Although the initiative is in its very early stages, its leaders have begun to investigate the best direction to take. “At this point, we are brainstorming about the best opportunities in which Yale is positioned to take a leading role,” says Gill. These initial meetings have already led to a new pilot RFA and the development of the new Gesell Lifespan lecture series launched in April 2017 with its inaugural visiting scholar, Steve Suomi, PhD, currently Chief of the Laboratory of Comparative Ethology at the Eunice Kennedy Shriver National Institute of Child Health and Human Development. During the visit, Suomi met with the lifespan team and gave several lectures to students, trainees, and faculty focused on multi-generation studies among rhesus monkeys reared under a range of different conditions.
Plans are also underway to develop a registry service to support lifespan research with linked biologic samples. “There’s an amazing depth of expertise both in basic science and in clinical translational areas that will provide a very strong foundation for our initiatives,” says Bogue.

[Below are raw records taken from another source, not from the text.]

PR #2999, opened 2023-03-30
TASK: Relax symfony component constraints to allow version 6.0

mficzel:
Adjust symfony/(yaml, dom-crawler, console) composer constraints from `^5.1` to `^5.1||^6.0`. Since symfony 6.0 is symfony 5.4 without deprecations (like php 7. support) we should be fine and no changes are needed.

**Upgrade instructions**

Any package that relies on features in those packages that are removed in 6.0 should have a version constraint for that which is good practice anyways.

**Review instructions**

According to the symfony release notes the 6.0 is symfony 5.4 with all deprecations removed. Unless we use deprecated functionality in places where i could not find it we should be safe in relaxing the dependency.  See https://www.heise.de/news/PHP-Framework-Symfony-6-0-erscheint-zeitgleich-mit-Version-5-4-6279941.html - german)

**Checklist**

- [x] Code follows the PSR-2 coding style
- [x] Tests have been created, run and adjusted as needed
- [x] The PR is created against the [lowest maintained branch](https://www.neos.io/features/release-roadmap.html)
- [ ] Reviewer - PR Title is brief but complete and starts with `FEATURE|TASK|BUGFIX`
- [ ] Reviewer - The first section explains the change briefly for change-logs
- [ ] Reviewer - Breaking Changes are marked wit `!!!` and have upgrade-instructions

PR #3255, opened 2024-01-04
TASK: Correct symfony dependencies in Flow composer.json

ahaeslich:
The upmerge commit `e2b895120eb00a6c2a352ce22d84f0302b6c3c71` wrongly removed symfony 6.0 in the version constraints of `neos/flow`.

Relates: #2999

### DIFF
--- a/Neos.Flow/composer.json
+++ b/Neos.Flow/composer.json
@@ -48,9 +48,9 @@
         "doctrine/common": "^3.0.3",
         "doctrine/annotations": "^1.12",
 
-        "symfony/yaml": "^5.1",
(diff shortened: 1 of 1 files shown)


dlubitz (approved):
Ohh, my bad. I guess this was resulting because of the other "self.version" changes 🙈

ahaeslich:
> Ohh, my bad. I guess this was resulting because of the other "self.version" changes 🙈

No worries. At least we noticed it now. 

And I could combine that in a pair-programming session on how to find out why packages are downgraded during an update 😎 .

“Yale has been a leader in child/adolescent research with the world-renowned Yale Child Study Center; at the other end of the aging spectrum, the Yale Program on Aging/Claude D. Pepper Older Americans Independence Center is focused on research directed at enhancing the independence of older persons,” says YCCI Deputy Director Melinda L. Irwin, PhD, MPH. “YCCI can and should coordinate research and training efforts between these centers and other Yale centers/programs, with a focus on translational research that can ultimately shape policies that impact the entire lifespan.”
“I think YCCI is the logical vehicle to bring investigators together to advance this type of initiative,” says Gill. “YCCI can help provide the infrastructure that others who are working in this area can leverage, and ideally provide incentives so investigators in different disciplines will come together.”